# Rollmöpse selber machen



## Amazone01 (5. September 2004)

Hallo Leute!

Hab das Forum durchsucht, ob es hier ein "Rezept" für Rollmöpse gibt, ist leider fehlgeschlagen.
Kann mir jemand helfen??


----------



## Kieler-Sprotte (6. September 2004)

*AW: Rollmöpse selber machen*



*Hallo Amazone01, #h *


Ich habe gerade von meinem Onkel ein super Rezept bekommen,
die schmecken himmlisch...:k auch die Matjes....

Viel Spaß, Kieler-Sprotte


..
*Matjes*



Heringe reinigen


7 Tage in Salz einlegen, müssen ganz bedeckt sein !


 nach 7 Tagen aus dem Salz nehmen und abspülen.


 Schwanz abschneiden, Mittelgräte entfernen


in der Mitte von oben nach unten teilen


die Haut abziehen. Innenseite die Gräten mit dem Messer ausschälen


Wässern, ca. 30 – 40 Minuten


In Küchenpapier abtrocknen


Matjes in Speiseöl einlegen *nach 3 Tagen fertig zu Verspeisen !!!*


*Rollmops*


Heringe reinigen, 


ca. 36 Stunden in Salz einlegen, müssen ganz bedeckt sein !


nach 36 Stunden aus dem Salz nehmen und abspülen


ca. 36 Stunden in unverdünntem Essig einlegen


nach 36 Stunden aus dem Essig nehmen


Mittelgräte entfernen


Zum Füllen der Rollmöpse Gurken, Zwiebel oder ähnliches


Hering mit den Zwiebel und Gurke belegen und zusammenrollen mit
Zahnstocher feststecken.



*Sud für die Rollmöpse*


Essig – Wasser und Zucker, lieblich abschmecken.

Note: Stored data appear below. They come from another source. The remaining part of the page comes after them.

PR #697, opened 2021-02-18
feat: Read average_participant_stress from bridge stats.

bgrozev:


src/main/java/org/jitsi/jicofo/bridge/Bridge.java
```diff
@@ -107,8 +108,12 @@ static void setFailureResetThreshold(long newValue)
      * working bridges go down and might eventually get elevated back to
      * {@code true}.
      */
-    private volatile boolean isOperational
-        = true /* we assume it is operational */;
+    private volatile boolean isOperational = true;
+
+    /**
+     * Start out with the configured value, update if the bridge reports a value.
```
JonathanLennox, line 114: Do you want to update the doc in reference.conf to clarify that the config'd value is just a default?

JonathanLennox (approved):

PR #701, opened 2021-03-02
 @bgrozev fix: Do not send source-add for injected SSRCs. 

bgrozev:
Do not send source-add for injected SSRCs because Octo currently requires each endpoint to have at least one associated SSRC, jicofo injects a dummy audio SSRC for endpoints that do not advertise any SSRCs of their own. This makes sure that the dummy SSRCs are kept only for Octo and not propagated to other endpoints.

### DIFF
--- a/src/main/java/org/jitsi/protocol/xmpp/AbstractOperationSetJingle.java
+++ b/src/main/java/org/jitsi/protocol/xmpp/AbstractOperationSetJingle.java
@@ -267,7 +267,7 @@ public abstract class AbstractOperationSetJingle
                         ssrcs.getSourcesForMedia("audio").stream().allMatch(SourcePacketExtension::isInjected);
         if (onlyInjected)
         {
-            logger.info("Suppressing source-remove for injected SSRC.");
+            logger.debug("Suppressing source-add for injected SSRC.");
             return;
         }
 
@@ -377,7 +377,7 @@ public abstract class AbstractOperationSetJingle
                         ssrcs.getSourcesForMedia("audio").stream().allMatch(SourcePacketExtension::isInjected);
         if (onlyInjected)
         {
-            logger.info("Suppressing source-remove for injected SSRC.");
+            logger.debug("Suppressing source-remove for injected SSRC.");
             return;
         }
 
--- a/src/main/java/org/jitsi/protocol/xmpp/AbstractOperationSetJingle.java
+++ b/src/main/java/org/jitsi/protocol/xmpp/AbstractOperationSetJingle.java
@@ -17,6 +17,7 @@
  */
 package org.jitsi.protocol.xmpp;
 
+import org.jitsi.impl.protocol.xmpp.*;
 import org.jitsi.jicofo.xmpp.*;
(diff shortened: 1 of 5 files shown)


src/main/java/org/jitsi/protocol/xmpp/AbstractOperationSetJingle.java
```diff
@@ -154,6 +159,7 @@ public boolean replaceTransport(
         }
 
         IQ reply = getConnection().sendPacketAndGetReply(jingleIQ);
+        stats.stanzaSent(jingleIQ.getAction());
```
JonathanLennox, line 162: Not that I understand jicofo, but `reply` can apparently be `null` here -- does that imply that a stanza was not in fact sent?

src/main/java/org/jitsi/protocol/xmpp/AbstractOperationSetJingle.java
```diff
@@ -262,21 +262,26 @@ public void sendAddSourceIQ(MediaSourceMap ssrcs,
...
                                 JingleSession        session)
     {
-        JingleIQ addSourceIq
-            = new JingleIQ(JingleAction.SOURCEADD, session.getSessionID());
+        boolean onlyInjected =
+                ssrcs.getSourcesForMedia("video").isEmpty() &&
+                        ssrcs.getSourcesForMedia("audio").stream().allMatch(SourcePacketExtension::isInjected);
+        if (onlyInjected)
+        {
+            logger.info("Suppressing source-remove for injected SSRC.");
```
JonathanLennox, line 270: Log message should say `"Suppressing source-add"` here presumably

JonathanLennox, line 270: Do we really want an INFO-level log for every one of these suppressions?  Isn't the whole reason we're doing this that there're way too many of them?

src/main/java/org/jitsi/protocol/xmpp/AbstractOperationSetJingle.java
bgrozev: More likely that a stanza was sent, but no response was received. I think "number of stanzas we tried to send" is a reasonable meaning for the counter.

src/main/kotlin/org/jitsi/jicofo/JicofoServices.kt
```diff
@@ -247,6 +248,7 @@ open class JicofoServices {
         jigasiDetector?.let { put("jigasi_detector", it.stats) }
         putAll(ColibriConferenceImpl.stats.toJson())
         put("threads", ManagementFactory.getThreadMXBean().threadCount)
+        put("jingle", AbstractOperationSetJingle.getStats())
```
JonathanLennox, line 251: Does this need a `toJson()` on it?

bgrozev: No, it's exposed as a `JSONObject` already.

JonathanLennox (approved):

1 TL Senfkörner, 1 TL Pfefferkörner, 2 Lorbeerblätter, 5 Pimentkörner,
5 Wacholderbeeren. Alles aufkochen, dann abgekühlt darüber gießen.


----------



## Amazone01 (6. September 2004)

*AW: Rollmöpse selber machen*

Hallo Kieler- Sprotte,

besten Dank für deine Antwort. Ich  :k  Rollmöpse 
Wobei es ja einfacher ist die zu kaufen, jedoch wollt ich die gern mal selbst zubereiten.


----------



## Kieler-Sprotte (7. September 2004)

*AW: Rollmöpse selber machen*

Hallo,#h 

ja, einfacher ist es schon sie zu kaufen, aber mein Mann
ist sehr empfindlich, er kann nichts ab, was Haltbarkeitsstoffe enthält.
So mache ich möglichst immer alles selber.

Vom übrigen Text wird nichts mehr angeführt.